_Work instructions_. Each record must reappear in the answer exactly as it is written.

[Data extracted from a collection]
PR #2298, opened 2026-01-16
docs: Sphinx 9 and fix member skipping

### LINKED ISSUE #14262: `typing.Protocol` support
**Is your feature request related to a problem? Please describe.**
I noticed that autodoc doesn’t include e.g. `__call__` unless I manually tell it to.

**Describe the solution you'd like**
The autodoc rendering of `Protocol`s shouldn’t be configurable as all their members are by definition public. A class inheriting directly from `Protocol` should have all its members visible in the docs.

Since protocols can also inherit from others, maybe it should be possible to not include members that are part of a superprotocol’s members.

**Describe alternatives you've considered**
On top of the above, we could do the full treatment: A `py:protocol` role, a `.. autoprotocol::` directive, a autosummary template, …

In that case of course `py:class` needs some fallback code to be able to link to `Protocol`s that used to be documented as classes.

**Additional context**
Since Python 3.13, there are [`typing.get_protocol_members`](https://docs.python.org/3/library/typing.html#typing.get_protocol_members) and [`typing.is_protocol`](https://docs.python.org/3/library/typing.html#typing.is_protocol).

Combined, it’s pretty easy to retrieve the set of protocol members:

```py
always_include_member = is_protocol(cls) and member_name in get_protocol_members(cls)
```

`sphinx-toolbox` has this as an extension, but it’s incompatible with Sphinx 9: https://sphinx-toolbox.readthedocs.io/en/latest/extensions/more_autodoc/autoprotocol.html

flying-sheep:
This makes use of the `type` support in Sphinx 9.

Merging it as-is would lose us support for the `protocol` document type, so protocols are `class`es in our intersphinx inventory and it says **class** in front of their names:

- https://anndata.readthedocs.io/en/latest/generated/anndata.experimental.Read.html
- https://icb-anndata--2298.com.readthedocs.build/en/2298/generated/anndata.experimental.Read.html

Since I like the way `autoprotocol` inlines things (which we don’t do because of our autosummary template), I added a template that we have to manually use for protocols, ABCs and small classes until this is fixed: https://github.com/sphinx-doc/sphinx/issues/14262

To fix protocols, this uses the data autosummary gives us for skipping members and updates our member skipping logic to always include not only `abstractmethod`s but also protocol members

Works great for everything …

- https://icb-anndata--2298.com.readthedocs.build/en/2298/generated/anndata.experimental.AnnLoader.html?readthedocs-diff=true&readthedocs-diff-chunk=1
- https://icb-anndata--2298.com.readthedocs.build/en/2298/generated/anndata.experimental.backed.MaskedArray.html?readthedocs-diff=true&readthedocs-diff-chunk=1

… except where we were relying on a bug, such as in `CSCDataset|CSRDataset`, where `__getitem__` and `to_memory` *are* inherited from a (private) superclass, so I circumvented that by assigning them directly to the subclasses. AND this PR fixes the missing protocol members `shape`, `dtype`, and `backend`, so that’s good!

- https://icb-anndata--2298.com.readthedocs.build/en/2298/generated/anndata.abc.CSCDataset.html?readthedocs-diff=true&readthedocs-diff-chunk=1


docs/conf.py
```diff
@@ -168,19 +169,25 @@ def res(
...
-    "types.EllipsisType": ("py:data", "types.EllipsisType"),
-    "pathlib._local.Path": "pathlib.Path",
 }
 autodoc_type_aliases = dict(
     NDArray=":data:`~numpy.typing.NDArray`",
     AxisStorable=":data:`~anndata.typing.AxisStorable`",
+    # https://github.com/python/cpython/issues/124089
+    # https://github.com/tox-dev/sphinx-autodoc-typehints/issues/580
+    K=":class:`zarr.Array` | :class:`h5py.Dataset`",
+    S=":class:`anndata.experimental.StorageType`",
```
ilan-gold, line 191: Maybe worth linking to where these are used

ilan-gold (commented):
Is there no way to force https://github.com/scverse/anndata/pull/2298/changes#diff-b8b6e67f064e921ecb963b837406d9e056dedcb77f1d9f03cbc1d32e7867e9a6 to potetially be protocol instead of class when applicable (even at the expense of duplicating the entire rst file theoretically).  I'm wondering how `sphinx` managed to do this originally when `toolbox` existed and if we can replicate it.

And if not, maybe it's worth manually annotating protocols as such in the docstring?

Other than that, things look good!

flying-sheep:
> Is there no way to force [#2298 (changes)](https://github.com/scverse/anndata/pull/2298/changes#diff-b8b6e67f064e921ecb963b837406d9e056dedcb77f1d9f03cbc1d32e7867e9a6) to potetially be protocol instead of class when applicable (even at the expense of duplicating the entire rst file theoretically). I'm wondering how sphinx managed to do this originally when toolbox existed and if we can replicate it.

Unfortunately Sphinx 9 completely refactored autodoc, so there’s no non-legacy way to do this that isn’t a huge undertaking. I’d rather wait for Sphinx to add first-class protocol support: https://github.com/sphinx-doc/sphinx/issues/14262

_Solution to this task_.
PR #2298, opened 2026-01-16
docs: Sphinx 9 and fix member skipping

### LINKED ISSUE #14262: `typing.Protocol` support
**Is your feature request related to a problem? Please describe.**
I noticed that autodoc doesn’t include e.g. `__call__` unless I manually tell it to.

**Describe the solution you'd like**
The autodoc rendering of `Protocol`s shouldn’t be configurable as all their members are by definition public. A class inheriting directly from `Protocol` should have all its members visible in the docs.

Since protocols can also inherit from others, maybe it should be possible to not include members that are part of a superprotocol’s members.

**Describe alternatives you've considered**
On top of the above, we could do the full treatment: A `py:protocol` role, a `.. autoprotocol::` directive, a autosummary template, …

In that case of course `py:class` needs some fallback code to be able to link to `Protocol`s that used to be documented as classes.

**Additional context**
Since Python 3.13, there are [`typing.get_protocol_members`](https://docs.python.org/3/library/typing.html#typing.get_protocol_members) and [`typing.is_protocol`](https://docs.python.org/3/library/typing.html#typing.is_protocol).

Combined, it’s pretty easy to retrieve the set of protocol members:

```py
always_include_member = is_protocol(cls) and member_name in get_protocol_members(cls)
```

`sphinx-toolbox` has this as an extension, but it’s incompatible with Sphinx 9: https://sphinx-toolbox.readthedocs.io/en/latest/extensions/more_autodoc/autoprotocol.html

flying-sheep:
This makes use of the `type` support in Sphinx 9.

Merging it as-is would lose us support for the `protocol` document type, so protocols are `class`es in our intersphinx inventory and it says **class** in front of their names:

- https://anndata.readthedocs.io/en/latest/generated/anndata.experimental.Read.html
- https://icb-anndata--2298.com.readthedocs.build/en/2298/generated/anndata.experimental.Read.html

Since I like the way `autoprotocol` inlines things (which we don’t do because of our autosummary template), I added a template that we have to manually use for protocols, ABCs and small classes until this is fixed: https://github.com/sphinx-doc/sphinx/issues/14262

To fix protocols, this uses the data autosummary gives us for skipping members and updates our member skipping logic to always include not only `abstractmethod`s but also protocol members

Works great for everything …

- https://icb-anndata--2298.com.readthedocs.build/en/2298/generated/anndata.experimental.AnnLoader.html?readthedocs-diff=true&readthedocs-diff-chunk=1
- https://icb-anndata--2298.com.readthedocs.build/en/2298/generated/anndata.experimental.backed.MaskedArray.html?readthedocs-diff=true&readthedocs-diff-chunk=1

… except where we were relying on a bug, such as in `CSCDataset|CSRDataset`, where `__getitem__` and `to_memory` *are* inherited from a (private) superclass, so I circumvented that by assigning them directly to the subclasses. AND this PR fixes the missing protocol members `shape`, `dtype`, and `backend`, so that’s good!

- https://icb-anndata--2298.com.readthedocs.build/en/2298/generated/anndata.abc.CSCDataset.html?readthedocs-diff=true&readthedocs-diff-chunk=1


docs/conf.py
```diff
@@ -168,19 +169,25 @@ def res(
...
-    "types.EllipsisType": ("py:data", "types.EllipsisType"),
-    "pathlib._local.Path": "pathlib.Path",
 }
 autodoc_type_aliases = dict(
     NDArray=":data:`~numpy.typing.NDArray`",
     AxisStorable=":data:`~anndata.typing.AxisStorable`",
+    # https://github.com/python/cpython/issues/124089
+    # https://github.com/tox-dev/sphinx-autodoc-typehints/issues/580
+    K=":class:`zarr.Array` | :class:`h5py.Dataset`",
+    S=":class:`anndata.experimental.StorageType`",
```
ilan-gold, line 191: Maybe worth linking to where these are used

ilan-gold (commented):
Is there no way to force https://github.com/scverse/anndata/pull/2298/changes#diff-b8b6e67f064e921ecb963b837406d9e056dedcb77f1d9f03cbc1d32e7867e9a6 to potetially be protocol instead of class when applicable (even at the expense of duplicating the entire rst file theoretically).  I'm wondering how `sphinx` managed to do this originally when `toolbox` existed and if we can replicate it.

And if not, maybe it's worth manually annotating protocols as such in the docstring?

Other than that, things look good!

flying-sheep:
> Is there no way to force [#2298 (changes)](https://github.com/scverse/anndata/pull/2298/changes#diff-b8b6e67f064e921ecb963b837406d9e056dedcb77f1d9f03cbc1d32e7867e9a6) to potetially be protocol instead of class when applicable (even at the expense of duplicating the entire rst file theoretically). I'm wondering how sphinx managed to do this originally when toolbox existed and if we can replicate it.

Unfortunately Sphinx 9 completely refactored autodoc, so there’s no non-legacy way to do this that isn’t a huge undertaking. I’d rather wait for Sphinx to add first-class protocol support: https://github.com/sphinx-doc/sphinx/issues/14262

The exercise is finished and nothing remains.